第63話

国連軍艦隊


アメリカ海軍の空母打撃群を中核とし、そこへ両用即応群2つが加え、更に各国の艦艇を加えた約50隻にもなる連合艦隊は、一路フィルッツへと向かっていた。


アメリカ海軍の揚陸艦には海兵隊や各国水陸両用部隊が搭乗し、一方で完成してまもないロシア海軍の23900型強襲揚陸艦には多数のヘリコプターが搭載され、ヘリボーン部隊の輸送とその援護を行う攻撃ヘリの運用を担当している。


護衛艦と潜水艦は最新鋭かつ多機能、そして高練度の艦が集結している。この世界においてどのような手段をもってしてでもこの艦隊を止めるのは不可能に近い。

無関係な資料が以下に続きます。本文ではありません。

PR #451, opened 2022-04-25
feat(theme): add custom default values

LuisMartinez15:
EX-5717

Add custom default values to the plugin's `theme`


diegopf (changes requested):
I see on figma that there are defined highlight colors but missing here. Do we need them?

LuisMartinez15:
@diegopf Those were added afterwards by Cristina and she didn't tell me 😞 

Thanks for pointing it out, tho. I'll include them.

diegopf (approved):

tiborux (approved):

PR #458, opened 2022-04-26
feat(utils): log request errors by default

javieri-empathy:
EX-5981

While collaborating with @joseacabaneros we spotted that the request errors were silenced, making it hard to fix the issue. 

This happens because in the `createFetchAndSaveActions` we are catching all errors to check if they are a cancelation instead of a real error. 

My proposal is to use the `console.error` as the default of the `onError` hook. This way if you catch the error you will silence it. Otherwise it will be logged in the console.

To test this, simply try throwing an error in the result mapper that we have configured.


LuisMartinez15 (approved):
good job! thanks!

diegopf (approved):

PR #460, opened 2022-04-26
fix: unnable to add breakpoints in vue components

tiborux:
We were investigating a little bit, we found this [workaround](https://github.com/vuejs/vue-jest/issues/448) but we should try to find another solution in the future (maybe we can try to find the problem in [vue-jest ](https://github.com/vuejs/vue-jest/tree/master/packages/vue2-jest)and create a pr)

The problem is related to the source maps, they are not linked with the source code.

EX-5325

### DIFF
--- a/packages/x-components/jest.config.js
+++ b/packages/x-components/jest.config.js
@@ -1,7 +1,7 @@
 module.exports = {
   preset: 'ts-jest',
   transform: {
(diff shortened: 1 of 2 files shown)


diegopf (approved):

diegopf:
works like a charm👏

PR #461, opened 2022-04-27
feat(search): extract `fetchAndSaveResponse` `onSuccess` callback to its own `saveSearchResponse` action

LuisMartinez15:
EX-5982

❗ ❗ I've renamed the `increasePageAppendingResults` to `increasePageAppendingResultsWire`. This should be a `BREAKING CHANGE` as it is exported since `version 2.x.x`

BREAKING-CHANGE: Rename `increasePageAppendingResults` to `increasePageAppendingResultsWire` in `search wiring`.

Motive will need to override the logic for saving the search response. Right now that logic is in the onSuccess hook of the fetchAndSaveSearchResponse action. 

My fastest proposal here would be to extract this logic to a new saveSearchResponse action in the search module. Then if you need to override it to save more data, you can create a new action, import the default saveSearchResponse, call it, and then save more entities.

## Type of change

## How has this been tested?

Added new unit test cases.

## Checklist:


packages/x-components/src/x-modules/search/store/__tests__/actions.spec.ts
```diff
@@ -230,6 +232,47 @@ describe('testing search module actions', () => {
...
+
+    // eslint-disable-next-line max-len
+    it('saves default values of optional or undefined response properties in the search state', () => {
+      store.dispatch('saveSearchResponse', {
+        ...searchResponseStub,
+        partialResults: undefined,
+        redirections: undefined,
+        banners: undefined,
+        promoteds: undefined,
+        spellcheck: undefined
```
diegopf, line 261: Looks like the tests are failing because these undefined, adding `as any` should fix them.

diegopf (changes requested):

packages/x-components/src/x-modules/search/store/__tests__/actions.spec.ts
LuisMartinez15: My bad. I had a `search-adapter` build locally which had a modified `SearchResponse` type version. It should be fine now, as that change got merged into `main` and I've updated the pull request with it.

diegopf (approved):

PR #470, opened 2022-05-03
feat: add alt-text accessibility

mavmaf:
## Motivation and context
_The required `alt` attribute specifies an alternate text for an image, if the image cannot be displayed.

The `alt` attribute provides alternative information for an image if a user for some reason cannot view it (because of slow connection, an error in the src attribute, or if the user uses a screen reader)._

The aim of this PR is to include an `alt` attribute in every `` tag in order to fulfill the alt-text rule for accessibility. 

## Type of change

- [x] `Main`
- [ ] Other. Specify:

## Checklist:


packages/x-components/.eslintrc.js
```diff
@@ -6,8 +6,8 @@ module.exports = {
   },
   rules: {
     'no-dupe-class-members': 'off',
-    '@typescript-eslint/no-unused-vars': 'off',
-    'vuejs-accessibility/alt-text': 'warn',
+    '@typescript-eslint/no-unused-vars-experimental': 'off',
+    'vuejs-accessibility/alt-text': 'error',
```
herrardo, line 10: Should we set this here, or should we set it in the eslint-plugin-x? 

I know this will make all the projects that use the plugin to update the alt images, but i am concerned about enabling this rule in every single project one by one.

packages/x-components/src/views/design-system/design-system-picture.vue
```diff
@@ -5,35 +5,35 @@
...
-        <img class="x-picture__image" :src="whiteBackgroundImageUrl" />
+        <img class="x-picture__image" :src="whiteBackgroundImageUrl" alt="random image" />
       </picture>
     </article>
 
     <article class="x-list x-list--wrap x-list--gap-06 x-list--align-start x-picture-show-case">
       <h2 class="x-title2">Fixed Ratio</h2>
       <picture class="x-picture x-picture--fixed-ratio">
-        <img class="x-picture__image" :src="whiteBackgroundImageUrl" />
+        <img class="x-picture__image" :src="whiteBackgroundImageUrl" alt="random image" />
```
herrardo, line 36: I know this is an internal view, but should we set a alt like:

```suggestion
        <img class="x-picture__image" :src="whiteBackgroundImageUrl" alt="Fixed Ratio Image" />
```

The same applies to the previous ones

herrardo (changes requested):

packages/x-components/.eslintrc.js
mavmaf: Actually `'vuejs-accessibility/alt-text': 'error',` should be removed from here as the recommended accessibility configuration (which is the same as listed here but with `'error'`s instead of `'warn'`s was already added to `packages/eslint-plugin-x/lib/configs/vue.js`, so what we are actually doing here is to avoid the build breaks due to code not (yet) fulfilling the rules

herrardo (approved):

mnavarroespinosa (approved):

PR #472, opened 2022-05-05
bugfix(tagging): track click event on add to cart click

LuisMartinez15:
EX-5898

We want to detect `addtocart` as an interaction of the user to improve `findability`, so we also need to track the `click` event when an add to cart button is clicked.

## Type of change

## How has this been tested?

Added new step in the add to cart tagging scenario.

## Checklist

### DIFF
--- a/packages/x-components/src/x-modules/tagging/wiring.ts
+++ b/packages/x-components/src/x-modules/tagging/wiring.ts
@@ -190,7 +190,8 @@ export const taggingWiring = createWiring({
     storeClickedResultWire
   },
   UserClickedResultAddToCart: {
-    trackAddToCartWire
+    trackAddToCartWire,
+    trackResultClickedWire
   },
   UserClickedPDPAddToCart: {
     trackAddToCartFromSessionStorage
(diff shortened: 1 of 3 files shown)


tiborux (dismissed):

herrardo (changes requested):
Seeing the two different verb tenses is making me crazy :

Could we change lines 35 and 62 from `has been` to `is` in `packages/x-components/tests/e2e/tagging/tagging.spec.ts`

Also, should we add a TODO for SERP AddToCartButton Scenario? Something like:

Scenario: X. Clicking a result AddToCart triggers both the result click and add to cart tagging.

packages/x-components/src/x-modules/tagging/wiring.ts
```diff
@@ -190,7 +190,8 @@ export const taggingWiring = createWiring({
     storeClickedResultWire
   },
   UserClickedResultAddToCart: {
-    trackAddToCartWire
+    trackAddToCartWire,
+    trackResultClickedWire
   },
   UserClickedPDPAddToCart: {
     trackAddToCartFromSessionStorage
```
diegopf, line 197: If we want to track the add2cart click on PDP we should also add the wire here

herrardo: Then i don't understand why the test about PDP tragging is passing...

herrardo (approved):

遂行する作戦計画の分類としては救出作戦や人質解放作戦に相当するが、動員された兵力とその作戦規模は前代未聞である。


「史上最大の誘拐から救出作戦、か。総兵力7000近くとはかなり出したな」


「最大編成の海兵遠征部隊1つと、ロシア海軍歩兵にウーシマー旅団。豪華絢爛だ」


「どこからどこまでも精鋭1色だ。失敗は許されないぞ」


艦隊は時折突っ込んでくる海賊を軽くあしらいながら西進して行く。


そしてF/A-18E/Fの戦闘行動半径にケルトランが入ると、早速最初の攻撃に艦隊は取りかかる。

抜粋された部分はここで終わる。